According to Ullal, two additional key features of Arista’s Etherlink platforms are:
- Predictable latency: “Rapid and reliable bulk transfer from source to destination is key to all AI job completion. Per-packet latency is important, but the AI workload is most dependent on the timely completion of an entire processing step. In other words, the latency of the whole message is critical. Flexible ordering mechanisms use all Etherlink paths from the NIC to the switch to guarantee end-to-end predictable communication.”

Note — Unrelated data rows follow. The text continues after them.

PR #397, opened 2026-07-21
docs: clarify Equal method is skipped when either value is nil

### LINKED ISSUE #363: The documentation "Equal is called even if x or y is nil" seems incorrect.
The documentation of `Equal()` (introduced in #63) seems incorrect (emphasis mine):

> If the values have an Equal method of the form "(T) Equal(T) bool" or "(T) Equal(I) bool" where T is assignable to I, then use the result of x.Equal(y) ***even if x or y is nil***. Otherwise, no such method exists and evaluation proceeds to the next rule. 

As far as I tested, `x.Equal(y)` is NOT called if `x == nil` or/and `y == nil`.

[playground](https://go.dev/play/p/fkD4-N98-Ai)

```go
package main

import (
	"fmt"

)

type S struct {
	V *T
}

type T struct {
}

func (t1 T) Equal(t2 T) bool {
	fmt.Println("hello")
	return true
}

func main() {
	{
		s1 := S{
			V: &T{},
		}
		s2 := S{
			V: &T{},
		}
		fmt.Println(cmp.Equal(s1, s2)) //=> hello, hello, true (as expected)
	}

	{
		s1 := S{
			V: nil,
		}
		s2 := S{
			V: &T{},
		}
		// s1.V.Equal(*s2.V) //panics
		fmt.Println(cmp.Equal(s1, s2)) //=> false (doesn't panic)
	}
}
```

Solaris-star:
## Summary
Package docs for `Equal` said the method is used **even if x or y is nil**.

Actual behavior: `comparePtr` / `compareInterface` report nil equality first and return, so `tryMethod` never runs when either side is nil. Non-nil values still call `Equal` as documented.

This matches issue #363 and avoids implying a nil receiver would be invoked (and potentially panic).

## Test plan
- [x] Manual repro: nil vs non-nil `*T` with value-receiver `Equal` does not print / call method
- [x] `go test ./cmp/`

Fixes #363

### DIFF
--- a/cmp/compare.go
+++ b/cmp/compare.go
@@ -58,10 +58,9 @@ import (
 //
 //   - If the values have an Equal method of the form "(T) Equal(T) bool" or
 //     "(T) Equal(I) bool" where T is assignable to I, then use the result of
-//     x.Equal(y) when both values are non-nil. If either value is nil, Equal
-//     reports whether both are nil without calling the method (so a nil
-//     receiver never panics). Otherwise, no such method exists and evaluation
-//     proceeds to the next rule.
+//     x.Equal(y). The method is called even if x or y are nil and Equal
+//     is declared on a pointer receiver. Otherwise, no such method exists and
+//     evaluation proceeds to the next rule.
 //
 //   - Lastly, try to compare x and y based on their basic kinds.
 //     Simple kinds like booleans, integers, floats, complex numbers, strings,
--- a/cmp/compare.go
+++ b/cmp/compare.go
@@ -58,8 +58,10 @@ import (
 //
 //   - If the values have an Equal method of the form "(T) Equal(T) bool" or
 //     "(T) Equal(I) bool" where T is assignable to I, then use the result of
-//     x.Equal(y) even if x or y is nil. Otherwise, no such method exists and
-//     evaluation proceeds to the next rule.
+//     x.Equal(y) when both values are non-nil. If either value is nil, Equal
+//     reports whether both are nil without calling the method (so a nil
+//     receiver never panics). Otherwise, no such method exists and evaluation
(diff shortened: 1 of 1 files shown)


cmp/compare.go
```diff
@@ -58,8 +58,10 @@ import (
 //
 //   - If the values have an Equal method of the form "(T) Equal(T) bool" or
 //     "(T) Equal(I) bool" where T is assignable to I, then use the result of
-//     x.Equal(y) even if x or y is nil. Otherwise, no such method exists and
-//     evaluation proceeds to the next rule.
+//     x.Equal(y) when both values are non-nil. If either value is nil, Equal
+//     reports whether both are nil without calling the method (so a nil
+//     receiver never panics). Otherwise, no such method exists and evaluation
+//     proceeds to the next rule.
```
dsnet: Thanks for the PR, but I don't think this is quite correct.

The difference of whether Equal is called on nil is whether it is declared on a value receiver or not. Perhaps this is more clear:

> If the values have an Equal method of the form "(T) Equal(T) bool" or
> "(T) Equal(I) bool" where T is assignable to I, then use the result of
> x.Equal(y). The method is called even if x or y are nil and Equal
> is declared on a pointer receiver. Otherwise, no such method exists and
> evaluation proceeds to the next rule.

See https://go.dev/play/p/Jf2jQPmgnZx

dsnet (changes requested):

Solaris-star:
Thanks for the correction and the playground example. I updated the package docs in commit `c1d217f` to use the suggested distinction: an `Equal` method on a pointer receiver is called even when either value is nil; the value-receiver case does not imply a callable nil receiver.

`go test ./cmp/...` passes. Could you please re-review?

- Congestion management: “Managing AI network congestion is a common ‘incast’ problem. It can occur on the last link of the AI receiver when multiple uncoordinated senders simultaneously send traffic to it. To avoid hotspots or flow collisions across expensive GPU clusters, algorithms are being defined to throttle, notify, and evenly spread the load across multipaths, improving the utilization and TCO of these expensive GPUs with a VoQ fabric,” Ullal wrote. The Arista Virtual Output Queuing (VoQ) fabric features a distributed scheduling mechanism that guarantees traffic flow delivery in congested switch ports.
Arista AI networking also depends on a combination of the vendor’s core EOS operating system and its natural-language, generative AI-based Autonomous Virtual Assist (AVA) system for delivering network insights, Ullal wrote.
“Arista AVA imitates human expertise at cloud scale through an AI-based expert system that automates complex tasks like troubleshooting, root cause analysis, and securing from cyber threats,” Ullal wrote. “It starts with real-time, ground-truth data about the network devices’ state and, if required, the raw packets. AVA combines our vast expertise in networking with an ensemble of AI/ML techniques, including supervised and unsupervised ML and NLP (Natural Language Processing). Applying AVA to AI networking increases the fidelity and security of the network with autonomous network detection and response and real-time observability.”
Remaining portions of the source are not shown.